Oval shaped "Dalley's Ink"


----------



## cryptic (Dec 25, 2010)

The Cobalt Aerated Water Company Cobalt, Ontario


----------



## cryptic (Dec 25, 2010)

St Catherines Ginger


----------



## cryptic (Dec 25, 2010)

Sudbury Brewery.  It has lots of hairline cracks.


----------



## cryptic (Dec 25, 2010)

I didnt find this one yesterday but I thought I would toss it in because I think it is neat. "Tiger Catsup"


----------



## cryptic (Dec 25, 2010)

Sirop D'anis Gauvin  aka babykiller.


----------



## cryptic (Dec 25, 2010)

Macdonald & Co. Cobalt


----------



## cryptic (Dec 25, 2010)

McLarens Invincible Extracts


----------



## cryptic (Dec 25, 2010)

An 8 sided milk glass bottle.


----------



## cryptic (Dec 25, 2010)

Florida water Murray and Lanman Druggists New York


----------



## cryptic (Dec 25, 2010)

My crier for the day.  The only one of these I have ever seen.  An O'Keefes Ginger beer bottle from Toronto.


----------



## cryptic (Dec 25, 2010)

Sorry for the dirty bottle pics, working on cleaning them up


----------



## mr.fred (Dec 25, 2010)

You   earned  them[]----Thanks  for   taking  me  along[]


----------



## JOETHECROW (Dec 25, 2010)

What Fred said!....[] Those are some interesting bottles and not all the same ones we see down here. Is there a cobalt bottle from Cobalt??? [sm=lol.gif]...Good job on the digs, and Merry Christmas.


----------



## canada (Dec 25, 2010)

Some decent bottles there, you certainly earned them, digging in those conditions. At least you were'nt bothered by blackflies.
 The gun looks interesting.


 DAVE


----------



## nostalgia (Dec 25, 2010)

I dug once in December a couple of years back, if memory serves me correctly it was something like minus 12 celsius and I was soaking wet!

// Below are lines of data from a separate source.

PR #1762, opened 2022-01-19
Add `vue/object-shorthand` rule

ota-meshi:
This PR adds `vue/object-shorthand` rule that applies `object-shorthand` rule to expressions in `<template>`.

### DIFF
--- a/docs/rules/object-shorthand.md
+++ b/docs/rules/object-shorthand.md
@@ -1,0 +1,27 @@
+---
+pageClass: rule-details
+sidebarDepth: 0
+title: vue/object-shorthand
+description: require or disallow method and property shorthand syntax for object literals
+---
+# vue/object-shorthand
+
+> require or disallow method and property shorthand syntax for object literals
+
+- :exclamation: <badge text="This rule has not been released yet." vertical="middle" type="error"> ***This rule has not been released yet.*** </badge>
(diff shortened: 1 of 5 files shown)


docs/rules/object-shorthand.md
```diff
@@ -0,0 +1,27 @@
+---
+pageClass: rule-details
+sidebarDepth: 0
+title: vue/object-shorthand
+description: require or disallow method and property shorthand syntax for object literals
```
FloEdelmann, line 5: Maybe to make this clear right from the short description?

```suggestion
description: require or disallow method and property shorthand syntax for object literals in the template
```

FloEdelmann (approved):
Looks good! Only one minor wording suggestion.

docs/rules/object-shorthand.md
ota-meshi: Your point is correct, but it's automatically generated, so it's difficult to fix now :sweat_smile:. We need to copy and replace the description of all extended rules.

FloEdelmann: Ahh I see. I didn't know that the descriptions of extended core rules are also copied. Does it make sense to always append " in `<template>`"? Because that's what the extended core rules always do?

FloEdelmann: Anyway, that should not block this PR. I'll create a new issue for that.

FloEdelmann: Done in #1764.

PR #1763, opened 2022-01-19
Add `vue/no-undef-components` rule and deprecate `vue/no-unregistered-components` rule 

### LINKED ISSUE #1693: Rule Proposal: no undef component in template when using <script setup>
Warn against components that appear in the template but not defined/imported in script-setup

[ ] Other (please specify:)

```vue
// Bad: OtherComponent not defined
<template>
  <div>
    <SomeComponent />
    <OtherComponent />
  </div>
</template>

<script setup>
import SomeComponent from '@/components/SomeComponent.vue'
</script>

//Good:
<template>
  <div>
    <SomeComponent />
    <OtherComponent />
  </div>
</template>

<script setup>
import SomeComponent from '@/components/SomeComponent.vue'
import OtherComponent from '@/components/OtherComponent.vue' // or: const OtherComponent = xxx.
</script>

//Also Good:
<template>
  <div>
    <some-component />
    <other-component />
  </div>
</template>

<script setup>
import SomeComponent from '@/components/SomeComponent.vue'
import OtherComponent from '@/components/OtherComponent.vue' // or: const OtherComponent = xxx.
</script>

```

**Additional context**
This is like the script-setup version of "no-unregistered components" rule

ota-meshi:
This PR adds `vue/no-undef-components` rule and deprecates `vue/no-unregistered-components` rule .
The `vue/no-undef-components` rule warns that the component used in the `<template>` is not defined.  

close #1693


docs/rules/no-undef-components-in-script-setup.md
```diff
@@ -0,0 +1,76 @@
...
+  <!-- ✗ BAD -->
+  <Bar />
+</template>
+```
+
+</eslint-code-block>
+
+## :couple: Related Rules
+
+- [vue/no-unregistered-components](./no-unregistered-components.md)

 One of my best time of the year to dig, never thought of the fire though...  did it thaw it deep enough that you didn't really need to pound?

 Ever found any Quebec bottles, other than the Sirop d'Anis Gauvin?

 A link regarding that same bottle   Ok, it's in French but great pictures


----------



## Poison_Us (Dec 25, 2010)

Nice finds. Thanks for sharing.


----------



## Dabeel (Dec 25, 2010)

Damn Cryptic!
 That is a perfect title for this thread. I've dug frozen ground back East once before...........but through the deep snow in Canada has got to take the cake.

 Great Story and bottles!

 Doug


----------



## Bixel (Dec 25, 2010)

The O'keefes isnt overly rare, so dont be too hard on yourself, it is actually probably the most common stoneware ginger beer bottle in Ontario. Either way, congrats, its still cool to dig stoneware from Ontario any time you dig! The Sudbury brewing bottle, and the 2 bottles from Cobalt are just as good, if not better. Really wish that Sudbury Brewing bottle was whole, I really like the looks of that bottle! 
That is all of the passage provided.